IMF Hails Pakistan for Tough Measures in 2024-25 Budget

IMF Hails Pakistan for Tough Measures in 2024-25 Budget

ISLAMABAD, June 22, 2024 – The International Monetary Fund (IMF) has commended Pakistan for its stringent economic decisions embedded in the 2024-25 budget.

According to a national news agency, the IMF praised the efforts during recent virtual negotiations, marking significant progress in discussions between the two parties.

Sources indicate that the IMF expressed satisfaction with the challenging economic measures adopted in the budget, recognizing the constructive involvement of political parties in shaping these decisions. The IMF particularly appreciated the limitations on tax exemptions aimed at bolstering the economy.

The appreciation from the IMF comes as Pakistan prepares to welcome an IMF delegation for discussions on a new loan program. The delegation is expected to arrive in the last week of June, following Pakistan’s fulfillment of the IMF’s prior conditions.

Sources revealed that the IMF anticipates the approval of the budget for the next financial year by June 28 or 29. This timeline underscores the urgency and importance of the measures taken to stabilize the country’s economy.

Tough Economic Decisions

The 2024-25 budget includes several tough measures demanded by the IMF. These measures encompass:

1. Increased Tax Collection: The IMF has pushed for more robust tax collection efforts from provincial governments to enhance revenue.

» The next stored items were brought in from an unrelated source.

PR #2099, opened 2026-08-12
Use mv_file for single-file moves

### LINKED ISSUE #2017: Use mv_file instead of copy + rm to implement mv
As discussed in https://github.com/fsspec/gcsfs/pull/800#discussion_r3041091240, we can consider using mv_file to implement mv method.  We might see performance gains if some fsspec implementations include atomic mv_file like we see in case of GCSFS.

aryansk:
Fixes #2017

### Summary
- add a default `mv_file` implementation that preserves the existing copy/delete behavior
- route file-only moves through `mv_file` so filesystems can provide an atomic override
- preserve recursive directory move behavior and add MemoryFileSystem regression coverage

### Validation
- `ruff format fsspec/spec.py fsspec/implementations/tests/test_memory.py`
- `ruff check fsspec/spec.py fsspec/implementations/tests/test_memory.py`
- `pytest fsspec/implementations/tests/test_memory.py -q`
- `pytest fsspec/tests/abstract/mv.py -q`
- `git diff --check`

Prepared with AI assistance; I reviewed the implementation and validation output.

### DIFF
--- a/fsspec/spec.py
+++ b/fsspec/spec.py
@@ -1280,12 +1280,71 @@ class AbstractFileSystem(metaclass=_Cached):
         """Move file(s) from one location to another"""
         if path1 == path2:
             logger.debug("%s mv: The paths are the same, so no files were moved.", self)
+            return
+
+        if isinstance(path1, list) and isinstance(path2, list):
+            # No need to expand paths when both source and destination are provided as lists
+            paths1 = path1
+            paths2 = path2
         else:
-            # explicitly raise exception to prevent data corruption
+            from .implementations.local import trailing_sep
+
+            source_is_str = isinstance(path1, str)
+            paths1 = self.expand_path(
+                path1, recursive=recursive, maxdepth=maxdepth, **kwargs
+            )
+            if source_is_str and (not recursive or maxdepth is not None):
+                # Non-recursive glob does not move directories
+                paths1 = [p for p in paths1 if not (trailing_sep(p) or self.isdir(p))]
+                if not paths1:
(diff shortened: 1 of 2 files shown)


martindurant:
I feel this might have been done - perhaps only for async? Or perhaps in a PR that hasn't been merged? Please check.

aryansk:
Thanks for flagging this. I checked current `master`: `AsyncFileSystem._mv_file` already exists, and GCSFS overrides it for its atomic move path, but synchronous `AbstractFileSystem.mv` still calls `copy` followed by `rm` and there is no corresponding sync `mv_file` hook.

This draft is the sync counterpart: file-only moves go through the new default `mv_file` (which preserves copy/delete behavior and can be overridden by a backend), while directory moves retain the existing recursive copy/remove path. The regression test verifies that `mv` calls an override. If you were referring to a pending sync implementation elsewhere, please point me to it and I'll compare.

fsspec/spec.py
```diff
@@ -1280,12 +1280,71 @@ def mv(self, path1, path2, recursive=False, maxdepth=None, **kwargs):
...
+            exists = source_is_str and (
+                (has_magic(path1) and source_is_file)
+                or (not has_magic(path1) and dest_is_dir and not trailing_sep(path1))
+            )
+            paths2 = other_paths(
+                paths1,
+                path2,
+                exists=exists,
+                flatten=not source_is_str,
+            )
```
martindurant, line 1326: Is this identical code to what it seen in the cp method?

PR #2356, opened 2023-06-16
cmake: Update minimum to 3.6

juan-lunarg:
As of CMake 3.27:

Compatibility with versions of CMake older than 3.5 is now deprecated and will be removed from a future version.

Calls to cmake_minimum_required() or cmake_policy() that set the policy version to an older value now issue a deprecation diagnostic.

https://cmake.org/cmake/help/latest/release/3.27.html#deprecated-and-removed-features

### DIFF
--- a/CMakeLists.txt
+++ b/CMakeLists.txt
@@ -1,4 +1,4 @@
-cmake_minimum_required(VERSION 3.4...3.20 FATAL_ERROR)
+cmake_minimum_required(VERSION 3.6...3.20 FATAL_ERROR)
 
 project(GLFW VERSION 3.4.0 LANGUAGES C)
 


juan-lunarg:
Closing since this PR since it isn't needed to fix the policy issue.

GLFW's usage of `cmake_minimum_required(VERSION 3.6...3.20 FATAL_ERROR)` already handles the policy issue in question.

juan-lunarg:
Feel free to ignore.

While going through this exercise with google-test they raised their CMake minimum to 3.13.

https://github.com/google/googletest
https://github.com/google/googletest/commits/main/CMakeLists.txt

So if a library as popular as googletest can raise their min to 3.13 I think GLFW can as well. Again this is just food for thought.

PR #2358, opened 2023-06-20
Draw only

ChoHag:
nb. This change is against the 3.3.8 tag which was installed on my system not the latest.

This is the preliminary work to allow GLFW to be used for its excellent GL context creation facilities and all of the effort which has gone into the mind-bogglingly complex task of ... opening a window*, but without it insisting on taking over responsibility for anything else.

For the moment I have only considered X. This change works for me and is required to get the level of control over input events that I need. The drag and drop changes were put in because the flag was right there while I was searching for input stuff to change.

Before putting in the work to clean this up to a releasable state I'm presenting it warts and all to get input on whether it's wanted and if so what it should look like.

[*] It sounds like it but that's not sarcasm. It really is an insane labrynth of decades old temporary fixes and worse.


ChoHag:
I was expecting a fairly obvious "compare this change against revision X" button here since although I tried to create the PR against the version I'd changed that button took me out of the new PR submission page. C'est la vie. If people who have the patience to work out yet another GUI know how to change this PR then please do so.

PR #2361, opened 2023-06-29
Wayland: don't crash if no cursor theme is available

AndreRenaud:
On some embedded systems there is no cursor theme set, which results in a crash in this function when we call `wl_cursor_theme_get_cursor`.

### DIFF
--- a/src/wl_window.c
+++ b/src/wl_window.c
@@ -2630,6 +2630,12 @@ GLFWbool _glfwCreateStandardCursorWayland(_GLFWcursor* cursor, int shape)
 {
     const char* name = NULL;
 
+    if (!_glfw.wl.cursorTheme) {
+        _glfwInputError(GLFW_CURSOR_UNAVAILABLE,
+                        "Wayland: No cursor theme");
+        return GLFW_FALSE;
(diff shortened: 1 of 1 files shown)


dougbinks:
Thanks for this PR.

One slightly confusing aspect is that GLFW should have failed the initialization as `_glfwInitWayland` calls https://github.com/glfw/glfw/blob/master/src/wl_init.c#L806 which would fail due to https://github.com/glfw/glfw/blob/master/src/wl_init.c#L367-L373

Did you check the return from `glfwInit`?

We do think that if there are sensibly configured machines with no theme then this shouldn't be a failing issue, but then we also need to fix the `glfwInit` return.

AndreRenaud:
It looks like you're correct - I was using this indirectly via a 3rd party library which may have been doing initialisation incorrectly. I was debugging the direct crash, and possibly missed the earlier cause. I'll close this and double check the other library.

Sorry about that.

dougbinks:
Thanks. If initialization is failing because of a lack of theme, and if the machine is correctly configured, then we should potentially change to handling no theme without failing.

PR #2382, opened 2023-08-21
Allow to set initial surface swap interval

dendy:
After creating surface context in _glfwPlatformCreateWindow function proceeds with reading context parameters in _glfwRefreshContextAttribs, which ends with clearing the front buffer when double buffering is enabled.

Such buffer clearing implicitly calls swapBuffer, which may not behave properly with the default swap interval. And user has no control to override this swap interval value with the glfwSwapInterval, because latter may only be called after the glfwCreateWindow, when it is too late.

Either clearing buffer should be disablable, or user should have control on the initial swap interval value before implicit swapBuffer is invoked.

This patch implements latter by introducing GLFW_SWAP_INTERVAL window hint. Default value is -1, which matches current policy of avoiding to override swap interval.

### DIFF
--- a/include/GLFW/glfw3.h
+++ b/include/GLFW/glfw3.h
@@ -939,6 +939,8 @@ extern "C" {
  */
 #define GLFW_POSITION_Y             0x0002000F
 
+#define GLFW_SWAP_INTERVAL          0x00020010
+
 /*! @brief Framebuffer bit depth hint.
  *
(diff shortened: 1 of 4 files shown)


dendy:
This commit contains functional part only. Will amend it with the proper documentation once the whole idea about it will be accepted.

dendy:
@elmindreda Could you please take a look whether this feature makes sense to you?

dendy:
Hello, may I receive a review for this patch, please?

2. Tax on Agriculture and Stationery Items: New taxes on agriculture and stationery items have been introduced to widen the tax base.

3. Monthly Pensions: The budget includes provisions to impose taxes on monthly pensions, a move aimed at generating additional revenue.

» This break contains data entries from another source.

PR #2387, opened 2023-09-03
Remove apparently spurious line in header

eesctc:
When compiling glfw on a windows MSVC based system I get a warning about this line:
glfw\deps\glad/vulkan.h(6250,12): warning C4551: function call missing argument list 

The warning seems to be valid and removing the line appears to me to be safe.


eesctc:
I've done a little more reading around and it looks like this line will prevent warnings in other compilers or situations so I'm closing it.

PR #2392, opened 2023-09-10
AmigaOS4 support

afxgroup:
AmigaOS4 platform specific implementation.
It supports everything and it has been tested in several projetcs. 
Hope you can accept the request


dougbinks:
Many thanks for this PR. Adding a new platform is an impressive amount of work. I was fond of the Amiga, along with the 68K processor.

Sadly we can't accept this PR since we are unable to maintain it.

PR #2398, opened 2023-09-12
X11:: Add native access to X11 visual and XCB connection

YaaZ:
Exposed two new native handles, which are necessary for manually creating a Vulkan surface on X11.

### DIFF
--- a/README.md
+++ b/README.md
@@ -121,6 +121,8 @@ information on what to include when reporting a bug.
 
 ## Changelog
 
+ - Added `glfwGetX11Visual` and `glfwGetXCBConnection`
+   native functions for accessing X11 visual and XCB connection handle
  - Added `GLFW_PLATFORM` init hint for runtime platform selection (#1958)
  - Added `GLFW_ANY_PLATFORM`, `GLFW_PLATFORM_WIN32`, `GLFW_PLATFORM_COCOA`,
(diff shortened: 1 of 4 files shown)


elmindreda:
Thank you for this PR.

This looks potentially worth adding but why create the surface manually in the first place and not via `glfwCreateWindowSurface`? Is there a feature or extension missing from it?

YaaZ:
In my case I just wanted to speed up the startup by initializing Vulkan and GLFW in parallel, so to avoid redundant synchronization and initialization overhead I just did all Vulkan-related stuff myself.

pknowles:
The problem in general is there's API overlap, plumbing different native handles through to vulkan. Either `glfwCreateWindowSurface()` needs the app's vulkan context to work or the app needs access to the native handles.

At first I found `glfwCreateWindowSurface()` tried to initialize vulkan itself when I already have my own loader. Now, looking harder, I see there's `glfwInitVulkanLoader()` that would allow it to fetch vulkan functions from the app's loader (though only once, no re-init support). This is certainly an option for most apps.

In my case I'd like to use `GLFW/glfw3native.h` and allow apps to manage their own loader table(s) without having to share them as a global with GLFW. Other handles exist already and XCB is the missing bit.

FYI, this is my current shim to provide XCB handles. It's messy and I'd love to have these same calls in GLFW.
https://github.com/pknowles/vulkan_objects/blob/main/src/glfw_xcb_hack.cpp

YaaZ:
@elmindreda do you want to take another look at this?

4. Utility Prices: There are planned increases in gas and electricity prices to reflect market rates and reduce subsidies.

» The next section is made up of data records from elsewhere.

PR #2404, opened 2023-09-26
Add a function to get the monitor on which a window is currently being displayed

Scr3amer:
Hello there,

Me again with another PR.

This time it is to add a function to retrieve the monitor on which a window is currently being displayed.

**I only did null and win32**

PRs are welcome for Linux and Mac OS.

Also I need some feedback on the naming documentation and such.

Cheers,
Scr3am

5. General Sales Tax: The general sales tax (GST) is set to be raised to 18 percent, aligning with the IMF’s recommendations to standardize and increase tax revenue.

Political Consensus and Economic Stability

The IMF’s commendation highlights the positive role of political consensus in implementing these economic reforms. The collaboration between various political factions has been crucial in enacting measures that, while tough, are deemed necessary for long-term economic stability.

The successful approval and implementation of the 2024-25 budget will be pivotal for Pakistan as it seeks to secure the new loan program from the IMF. This financial assistance is expected to provide much-needed support to the country’s economy, ensuring that it can meet its fiscal challenges and maintain growth.

As Pakistan moves forward, the government’s ability to adhere to these stringent measures and the continued cooperation with the IMF will be critical in navigating the economic landscape and achieving sustainable development. The upcoming visit of the IMF delegation will be a key milestone in this ongoing effort.